Required action. Your answer should consist solely of the lines from the first line of the data through the line with "## Migrate remaining", each reproduced exactly.

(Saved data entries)
------------
Issue #549, opened 2026-06-02
Migrate remaining raw wa-dialog dialogs onto esphome-base-dialog


bdraco:
## Migrate remaining dialogs onto `esphome-base-dialog`

PR #548 fixed the close (X) button getting pushed off-screen by a long title, but the fix lives in the shared `esphome-base-dialog` wrapper, so it only reaches dialogs built on that wrapper. CSS `::part` crosses just one shadow boundary, so there is no global rule that can reach a dialog that renders `wa-dialog` directly; each has its own shadow root.

The dialogs below still use `wa-dialog` directly and so do not get the title-ellipsis / close-button-clearance guarantee (or the other shared wrapper behaviour: busy gate, light-dismiss wiring, mobile sizing). Migrating each onto `esphome-base-dialog` brings them in line and closes the gap. `esphome-clone-device-dialog` is the highest priority; it embeds the device name in its title, so it can reproduce the same overflow today.

### Unmigrated dialogs

- [x] `esphome-clone-device-dialog` — `components/clone-device-dialog.ts` (long dynamic title; highest priority)
- [x] `esphome-rename-device-dialog` — `components/rename-device-dialog.ts`
- [x] `esphome-logs-method-dialog` — `components/logs-method-dialog.ts`
- [x] `esphome-yaml-validation-dialog` — `components/yaml-validation-dialog.ts`
- [x] `esphome-unsaved-changes-dialog` — `components/unsaved-changes-dialog.ts`
- [x] `esphome-create-config-dialog` — `components/wizard/create-config-dialog.ts`
- [x] `esphome-labels-filter` — `components/labels/labels-filter.ts`
- [x] `esphome-device-labels-editor` — `components/labels/device-labels-editor.ts`
- [x] `esphome-add-component-dialog` — `components/device/add-component-dialog.ts`
- [x] `esphome-add-script-dialog` — `components/device/add-script-dialog.ts`
- [x] `esphome-add-automation-dialog` — `components/device/add-automation-dialog.ts`
- [x] `esphome-add-api-action-dialog` — `components/device/add-api-action-dialog.ts`
- [x] `esphome-catalog-picker-dialog` — `components/device/automation-editor/catalog-picker-dialog.ts`

Related: #548, #39

PR #589, opened 2026-06-03
Migrate the create-config wizard onto esphome-base-dialog

bdraco:

Migrates `esphome-create-config-dialog` — the new-device wizard (method → board → setup / empty-config / import) — off a directly-rendered `<wa-dialog>` and onto the shared `esphome-base-dialog` wrapper.

Rendering `wa-dialog` directly meant the wizard missed the wrapper's shared behaviour: the busy/light-dismiss gate, the `wa-hide`/`wa-after-hide` wiring (incl. the reopen fix), and the title-ellipsis / close-button-clearance fix (#548).

The conversion uses the established reactive pattern: a state-driven `_open` flag (the dialog already tracked `_open` for the steps' Enter listeners — it's now the single source of truth), a `request-close` handler, and `after-hide` teardown. The public `open()` / `openWithBoard()` / `openAtBoardStep()` methods and the child-step events (`next-step`, `finish-setup`, `create-empty-config`, `import-file`) are unchanged, so the dashboard consumer needs no edits.

### New: `header-prefix` slot on `esphome-base-dialog`

Unlike the other migrated dialogs, the wizard renders a **back arrow to the left of the title** inside the header. The wrapper only had a `header-suffix` slot (content *after* the title), so I added a `header-prefix` slot (symmetric, rendered before the title). It's **empty by default**, so the ~8 already-migrated dialogs are unaffected; only the wizard fills it. The primary-colored header, 40×40 close button, wide (750px) board step, and fullscreen-on-mobile all carry over via the forwarded `::part`s.

Verified in the browser: header look unchanged (blue bar, white title + close X), back arrow appears on non-first steps and steps back correctly, board step is wider, close/Escape/outside-click + reopen all work, and the create flows still land in the device editor.

- part of #549 (next unchecked dialog in the list)

## Types of changes

## Checklist

- [x] `npm run lint` passes.
- [x] `npm run test` passes.

### DIFF
--- a/src/components/base-dialog.ts
+++ b/src/components/base-dialog.ts
@@ -83,6 +83,9 @@ import { centeredMobileDialog } from "../styles/dialog-mobile.js";
  *   dialogs that do use a pinned footer row (e.g. the onboarding
  *   wizard). Only forwarded when a consumer fills it, so footer-less
  *   dialogs render unchanged (see ``willUpdate``).
+ * - ``header-prefix`` slot: inline content before the title
+ *   (e.g. a wizard back button). Empty by default. Symmetric
+ *   with ``header-suffix``.
  * - ``header-suffix`` slot: inline content after the title
  *   (e.g. a status chip). Empty by default, so other dialogs
  *   are unchanged. The row and title are exposed as the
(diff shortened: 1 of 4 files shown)


bdraco:
Thanks — addressed all four in dd70640:

- **Busy gate (Copilot):** bound `_submitting` to `esphome-base-dialog`'s `?busy`, so Escape / outside-click / close can't dismiss while a create or import request is in flight.
- **Back-button a11y (Copilot):** the icon-only header back button now has `aria-label` + `title` via the existing `layout.back` key.
- **header-prefix slot test (Copilot):** added `test/components/base-dialog-header-prefix.test.ts` — pins that the slot renders before the title and stays an empty no-op by default.
- **Open/close contract test (Kōan):** added the `open() / openAtBoardStep() / request-close / close()` reactive `_open` block the sibling #549 migrations carry.

PR #590, opened 2026-06-03
Scope long-form pin Mode flags to the pin's provider

### LINKED ISSUE #584: Pin mode flag checkboxes ignore the pin registry's allowed modes (offer invalid flags for expander pins)
## Summary

The long-form pin **Mode** group always offers the generic esp32 five flags (`input` / `output` / `pullup` / `pulldown` / `open_drain`), regardless of which pin registry the value uses. But each pin registry declares its own allowed modes and a combination validator, so the editor lets users build configs ESPHome rejects.

## Reproduction

A gpio switch/binary_sensor on a pca9554 expander pin, then open the pin Advanced > Mode group and toggle `pullup` / `pulldown` / `open_drain`:

```yaml
switch:
  - platform: gpio
    pin:
      pca9554: pca9554_hub_out_1
      number: 0
      mode:
        output: true
        pullup: true        # rejected
```

ESPHome reports `[pullup] is an invalid option for [mode]` (also pulldown / open_drain). Toggling both `input` and `output` is likewise rejected for pca9554.

## Root cause

ESPHome builds each pin schema with `pins.gpio_base_schema(..., modes=[...], mode_validator=...)`. The pca9554 provider passes `modes=[CONF_INPUT, CONF_OUTPUT]` and a `validate_mode` that requires exactly one of input/output (`esphome/components/pca9554/__init__.py`). Native esp32 allows all five. Our catalog's `_pin_long_form_extras` (device-builder backend, `script/sync_components.py`) attaches the generic esp32 flag set to every pin field and does not reflect the per-registry `modes=` list or validator.

## Proposed fix

- Backend: emit a per-pin-registry allowed-modes map (keyed by registry: pca9554, mcp23xxx, sx1509, native platforms, ...).
- Frontend: detect the pin's registry from the pin value (which expander key is present, or bare GPIO = the device's target platform) and render only the valid flag checkboxes, ideally enforcing the combination validator (e.g. input XOR output for pca9554).

## Notes

Pre-existing since the #430 long-form pin work; the object form already let you toggle all five on an expander pin. #583 (pin mode scalar shorthand) exposes the flag toggles for the scalar-shorthand case too, which surfaced this. Cross-repo: needs a device-builder backend catalog change plus the frontend scoping.

bdraco:

The long-form pin **Mode** checkboxes (`input` / `output` / `pullup` / `pulldown` / `open_drain`) were offered in full for every pin, but an external pin provider allows only a subset: an I2C expander like `pca9554` permits `input` / `output`, a shift register `sn74hc595` only `output`. The editor let users tick flags ESPHome rejects (`[pullup] is an invalid option for [mode]`).

This is the frontend half of #584; the backend (esphome/device-builder#1163) derives a `{provider_key: [allowed_modes]}` map from ESPHome's `PIN_SCHEMA_REGISTRY` and ships it over `components/get_pin_registry_modes`.

## Changes

- `ESPHomeAPI.getPinRegistryModes()` — typed wrapper + payload-shape filter, mirroring `getIntegrationDocs`.
- `src/util/pin-registry-modes-cache.ts` — session-scoped cache (fetched once, shared across forms, subscribe-to-populate; a failed fetch caches `{}` so it doesn't retry-storm).
- `config-entry-form` consumes `apiContext`, kicks the fetch when the context lands, and threads the map onto `RenderCtx.pinRegistryModes` (re-rendering when it populates).
- `config-entry-pin-renderer` detects the provider key present in the pin value (`pca9554`) and narrows the Mode group's flag children to the allowed set before rendering. A native pin (no provider key), an unknown provider, or a missing map keeps every flag — no regression.

## Verification

Unit tests cover the scoping (pca9554 hides pullup; native keeps all; unknown provider / empty map fall back). Verified end-to-end in the browser against the backend branch: with the pca9554 switch the Mode group shows only **Input / Output**, while the native GPIO33 binary_sensor still shows all five.

- fixes https://github.com/esphome/device-builder-frontend/issues/584
- Requires backend esphome/device-builder#1163 (the `components/get_pin_registry_modes` command + artefact); degrades gracefully to "show every flag" without it.

## Types of changes

## Checklist

- [x] `npm run lint` passes.
- [x] `npm run test` passes.

### DIFF
--- a/src/api/esphome-api.ts
+++ b/src/api/esphome-api.ts
@@ -1381,9 +1381,11 @@ export class ESPHomeAPI {
     }
     const result: Record<string, string[]> = {};
     for (const [key, value] of Object.entries(raw)) {
-      if (typeof key === "string" && Array.isArray(value)) {
-        result[key] = value.filter((m): m is string => typeof m === "string");
-      }
+      if (typeof key !== "string" || !Array.isArray(value)) continue;
+      const flags = value.filter((m): m is string => typeof m === "string");
+      // Omit empty-after-filter providers; an empty allow-list would scope the
+      // Mode group to zero checkboxes instead of falling back to show-all.
+      if (flags.length > 0) result[key] = flags;
     }
     return result;
   }
--- a/src/api/esphome-api.ts
+++ b/src/api/esphome-api.ts
@@ -1364,15 +1364,10 @@ export class ESPHomeAPI {
   }
 
   /**
-   * Map of external pin provider → the long-form `mode` flags it allows
-   * (`pca9554` → `["input", "output"]`). The visual editor scopes the pin
-   * Mode checkboxes against this; a provider absent from the map (or a native
-   * pin, which carries no provider key) shows every flag. Fetched once per
-   * session — the dataset only refreshes with a backend release.
-   *
-   * The WS layer doesn't enforce a shape, so the payload is filtered to the
-   * `{string: string[]}` contract here: a non-object becomes `{}`, and any
-   * non-string flag inside a value array is dropped.
+   * Map of external pin provider → allowed long-form `mode` flags
+   * (`pca9554` → `["input", "output"]`), fetched once per session. Filtered to
+   * the `{string: string[]}` contract: non-object → `{}`, non-string flags
+   * dropped, empty providers omitted.
    */
   async getPinRegistryModes(): Promise<Record<string, string[]>> {
     const raw = await this.sendCommand<unknown>("components/get_pin_registry_modes");
--- a/src/api/esphome-api.ts
+++ b/src/api/esphome-api.ts
@@ -1363,6 +1363,31 @@ export class ESPHomeAPI {
     return result;
   }
 
+  /**
+   * Map of external pin provider → the long-form `mode` flags it allows
+   * (`pca9554` → `["input", "output"]`). The visual editor scopes the pin
+   * Mode checkboxes against this; a provider absent from the map (or a native
+   * pin, which carries no provider key) shows every flag. Fetched once per
+   * session — the dataset only refreshes with a backend release.
+   *
+   * The WS layer doesn't enforce a shape, so the payload is filtered to the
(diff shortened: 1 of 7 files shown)


bdraco:
All review points addressed in 521115d (backend #1163 is now merged):

**Copilot**
1. `getPinRegistryModes()` now omits a provider whose flags filter to empty, so an empty allow-list can't scope the Mode group to zero checkboxes.
2. `providerAllowedModes()` uses an own-property check (`Object.prototype.hasOwnProperty.call`, not `in`) so a pin-value key like `toString` can't match a prototype member, and treats an empty allowed list as no-scoping (show every flag).
3. The cache now isolates each listener call in try/catch + logs.
4. `_resetPinRegistryModesCache()` now clears `_listeners` too (test isolation).
5. Moved the wa-select-sync JSDoc back onto `_syncSelectValues`; `connectedCallback` got its own terse doc.

**Kōan**
- Suggestion #1 (reset clears listeners) and #2 (empty allow-list → show-all) covered by 4 and 2 above; added a unit test for the empty-list fallback.
- Silent-failure (MEDIUM): the failed-fetch `.catch` now `console.warn`s before caching `{}` (kept the empty-cache to avoid a per-render retry-storm, since the form kicks the fetch from `updated()`).

Also opened #592 to extract a shared fetch-once session-blob cache helper as a follow-up (the boilerplate `pin-registry-modes-cache` shares with `automation-catalog-cache`).

bdraco:
Addressed in cc2a4b3: `getPinRegistryModes()` now builds its result with `Object.create(null)` (and the cache's failure-fallback empty map too), so an untrusted `__proto__` / `constructor` key in the WS payload can't pollute the prototype on assignment. Lookups already used `Object.prototype.hasOwnProperty.call`, so the map is prototype-safe end to end.

The other inline threads (own-property check, empty-list omit, listener isolation, reset clears listeners, JSDoc relocation, legacy disallowed-but-present flag visibility + its test, fetch-once) were resolved in the earlier commits 521115d / fc62120 / c393365.

PR #1004, opened 2026-06-27
Show the resolved substitution hint on the automation Target field

### LINKED ISSUE #1711: Automation editor Target field does not show the resolved substitution hint
### The problem

Follow-up to #1709 / device-builder-frontend#1002. The id-reference / target *picker* now resolves `${...}` substitutions, but the automation editor's read-only **Target** identity field at the top of the editor still shows the raw value.

For a `binary_sensor` named `${device_friendly_name} Switch`, opening one of its automations (e.g. On Press) shows the Target field as `${device_friendly_name} Switch (binary_sensor.gpio)` with no resolved preview, while the component's editable `name:` field shows the raw value plus the `{}` resolved-hint chip ("WIFI Switch Switch").

### Expected

The Target field should show the same `{}` resolved-hint chip underneath it (e.g. "WIFI Switch Switch (binary_sensor.gpio)"), matching the `name:` field.

### Notes

The read-only Target value is built in the automation editor (`automation-editor.ts` `_targetMetadataValue` / `_renderIdentityFields`) from the instance's raw `name:`. The substitution hint chip (`renderSubstitutionHint`) and resolver already exist and are used by the text-field renderer; the automation editor already has the device YAML, so it can parse and render the same hint. Frontend fix.

bdraco:

Follow-up to #1002. The id-reference picker now resolves `${...}`, but the automation editor's read-only **Target** identity field still showed the raw value (e.g. `${device_friendly_name} Switch (binary_sensor.gpio)`) with no preview. This renders the same `{}` resolved-hint chip under the Target field that the text fields already show, so it reads "WIFI Switch Switch (binary_sensor.gpio)".

`renderSubstitutionHint` is generalized to take `(value, substitutions, localize)` instead of the whole `RenderCtx` (it only used those two), so the automation editor (which has the device YAML and a localize, but no render context) can reuse it. The substitution-note chip styles are extracted into a small shared module included in the automation editor's shadow root; the config-entry form keeps its own copy (its selectors are shared with `.secret-note`).

- fixes esphome/device-builder#1711

## Types of changes

## Checklist

- [x] `npm run lint` passes.
- [x] `npm run test` passes.

### DIFF
--- a/src/components/device/automation-editor/automation-editor.styles.ts
+++ b/src/components/device/automation-editor/automation-editor.styles.ts
@@ -1,5 +1,6 @@
 import { css } from "lit";
 
+import { substitutionNoteStyles } from "../substitution-note.styles.js";
 import { automationEditorActionStyles } from "./automation-editor-actions.styles.js";
 import { automationEditorRowStyles } from "./automation-editor-rows.styles.js";
 import { automationEditorScriptParamStyles } from "./automation-editor-script-params.styles.js";
@@ -229,4 +230,5 @@ export const automationEditorStyles = [
   automationEditorScriptParamStyles,
   automationEditorRowStyles,
   automationEditorActionStyles,
+  substitutionNoteStyles,
 ];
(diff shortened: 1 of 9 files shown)


esphbot (approved):
No blocking issues found.

esphbot (approved):
No blocking issues found.

esphbot (approved):
No blocking issues found.

PR #1014, opened 2026-06-27
Show installed to target version on the Update button hover

bdraco:

Restores a feature from the legacy dashboard: hovering the Update button shows which ESPHome version a device is currently running and what an update would install, so you can decide whether to update without opening the drawer.

A shared `updateButtonTitle` helper builds the localized hover text "Update available: {installed} → {target}" (installed comes from the device's `deployed_version`, target from `current_version`); it falls back to the button's own label when either version is unknown. It is wired into all three Update buttons: the dashboard grid card, the dashboard table row, and the device editor footer. Both versions are already on the wire, so there is no backend change.

- Requested in https://github.com/orgs/esphome/discussions/3730

## Types of changes

## Checklist

- [x] `npm run lint` passes.
- [x] `npm run test` passes.


esphbot (approved):
No blocking issues found.

PR #1019, opened 2026-06-28
Tighten and balance the device-editor code-pane padding

### LINKED ISSUE #1018: Device editor: tighten and balance the YAML code-pane padding
### The problem

The device editor's YAML code pane drifted to too-heavy, unbalanced padding: the left inset (before the line numbers) is larger than the right, and the overall inset is heavier than intended, shrinking the usable text width. This was unintended drift, not a deliberate design — users notice the cramped text area.

### Cause

The pane was left at the 16px (`--wa-space-m`) inset the config form needs, but the code editor brings its own line-number gutter that sits inside the left padding and adds a 5px inner inset, so the left reads heavier than the bare-16px right. The top inset is also 16px while the bottom reserves a strip for the floating Install/Validate/Save row, so the vertical insets feel over-padded once the sides are trimmed. None of this was an intentional inset choice for the editor.

### Fix

Trim the code pane to an even, tighter inset using spacing tokens:
- Pane top + left + right → `--wa-space-xs` (8px), measured equal on both sides.
- Line-number gutter inner padding → 0, so the column sits flush with the 8px pane padding (numbers no longer read as extra left inset).
- Floating action row dropped to an `--wa-space-xs` bottom/right inset; the bottom reserve is recomputed so the buttons still sit *below* the content (never overlapping it).
- The gutter inset is a single shared token reused by the editor and the sticky-scroll overlay so they can't drift again.

Measured after: left 8px ≈ right 8px, line-number glyph ~9px from the edge, wider text area.

bdraco:

Fixes unintended padding drift in the device editor's YAML code-pane. The pane was left at a 16px (`--wa-space-m`) inset (the value the config form needs), but the code editor brings its own line-number gutter that sits inside the left padding and adds a 5px inner inset — so the left read heavier than the bare-16px right and the text area was cramped. This asymmetry/heaviness was incidental drift, not a deliberate inset choice.

Changes (all spacing tokens, DRY):
- Editor pane top + left + right → `--wa-space-xs` (8px); measured equal on both sides.
- Line-number gutter inner padding → 0, so the column sits flush with the 8px pane padding (numbers no longer read as extra left inset). The gutter inset is a single shared token (`EDITOR_GUTTER_PADDING_LEFT`) reused by the editor theme and the sticky-scroll overlay's first-paint fallback so they can't drift.
- Floating Install/Validate/Save row dropped to an 8px bottom/right inset; the bottom reserve is recomputed (`calc(2.25rem + var(--wa-space-xs) * 2)`) so the buttons still sit **below** the content and never overlap it (a UX users complained about previously).

Measured empirically after the change: left 8px ≈ right 8px, line-number glyph ~9px from the edge, wider text area; the sticky-scroll overlay stays aligned (it measures the gutter inset at runtime).

- fixes esphome/device-builder-frontend#1018

## Types of changes

## Checklist

- [x] `npm run lint` passes.
- [x] `npm run test` passes.

### DIFF
--- a/src/components/device/device-editor.styles.ts
+++ b/src/components/device/device-editor.styles.ts
@@ -93,8 +93,8 @@ export const deviceEditorStyles = css`
 
   .editor-floating-actions {
     position: absolute;
-    bottom: var(--wa-space-m);
-    right: var(--wa-space-m);
+    bottom: var(--wa-space-xs);
+    right: var(--wa-space-xs);
     z-index: 10;
     display: inline-flex;
     align-items: center;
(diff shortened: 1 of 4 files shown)


esphbot (approved):
No blocking issues found.

PR #1022, opened 2026-06-28
Offer a pre-checked full setup in the create wizard

bdraco:

Adds a pre-checked "Set up with all recommended components" option to the create wizard's "Name your device" step, shown only for a complete onboard board (`full_config`) the backend synthesized an `all_recommended` bundle for. On finish, the new device is created and then the board's recommended components are applied to it, so a pre-configured device lands ready to use instead of empty.

It uses the backend's synthesized `all_recommended` bundle order (from esphome/device-builder#1726). The option is only offered when that bundle exists, so a board whose recommended set is only reachable through a chained curated bundle isn't offered one-click setup (a blind apply would add components out of order). Each member is added via the existing `devices/add_component` path (best-effort, so a member the presets can't fill on their own is skipped and the user finishes it in the editor). The checkbox defaults on because a complete onboard device is almost always wanted whole.

Chained on #1017 (the one-shot bundle add); depends on the backend `full_config` attribute from esphome/device-builder#1726.

- fixes <link to issue>

## Types of changes

## Checklist

- [x] `npm run lint` passes.
- [x] `npm run test` passes.


esphbot (approved):
No blocking issues found.

esphbot (approved):
No blocking issues found.

bdraco:
Good catch. Reconciled the description, kept the code: dropped the "falls back to every featured component otherwise" claim (that fallback existed in an earlier revision but was removed in the simplify pass to avoid the out-of-order-add hazard). The body now states the option is only offered when the synthesized `all_recommended` bundle exists, matching `boardOffersFullSetup` / `fullSetupComponentIds` and the `boardOffersFullSetup` docstring. No code change.

bdraco:
All three addressed:

1. Description: dropped the unreachable 'falls back to every featured component' claim; the body now states the option is only offered when the synthesized all_recommended bundle exists (matches the gate + docstring). No code change.
2. Partial full setup is no longer console-only: ec6b845d toasts a warning naming how many recommended components couldn't be added automatically, so a partially-applied device isn't presented as complete. Added a test.
3. The wa-checkbox is now read via e.currentTarget with a structural `{ checked: boolean }` type instead of mis-casting e.target to HTMLInputElement.

esphbot (approved):
No blocking issues found.

PR #1027, opened 2026-06-29
Keep the board grid columns equal width

bdraco:

In the "Select your board" wizard step, the 2-column board grid could render the first column wider than the second once boards with wide content scrolled in. The grid used `grid-template-columns: repeat(2, 1fr)`, and `1fr` is `minmax(auto, 1fr)`, so a card whose content has a large min-content width (a long unbreakable token in a name or an imported description) expands its whole column and steals width from the other; grid columns are shared across rows, so the whole column looked wider.

Apply the same defenses the component catalog grid already uses: `repeat(2, minmax(0, 1fr))` so columns ignore content min-width and stay equal, `min-width: 0` plus `overflow: hidden` on the card so it shrinks to its track, and `overflow-wrap: anywhere` on the title and description so long tokens wrap instead of forcing width.

- Reported via dashboard testing (ESP32-S3 board picker, first column wider than the second); no separate tracking issue.

## Types of changes

## Checklist

- [x] `npm run lint` passes.
- [x] `npm run test` passes.

### DIFF
--- a/src/components/wizard/wizard-step-board.styles.ts
+++ b/src/components/wizard/wizard-step-board.styles.ts
@@ -141,7 +141,10 @@ export const wizardStepBoardStyles = css`
 
   .boards-grid {
     display: grid;
-    grid-template-columns: repeat(2, 1fr);
+    /* minmax(0, 1fr), not 1fr (= minmax(auto, 1fr)): a card with wide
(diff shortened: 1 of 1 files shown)


esphbot (approved):
No blocking issues found.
------------
Solution to this task.
Issue #549, opened 2026-06-02
Migrate remaining raw wa-dialog dialogs onto esphome-base-dialog


bdraco:
## Migrate remaining dialogs onto `esphome-base-dialog`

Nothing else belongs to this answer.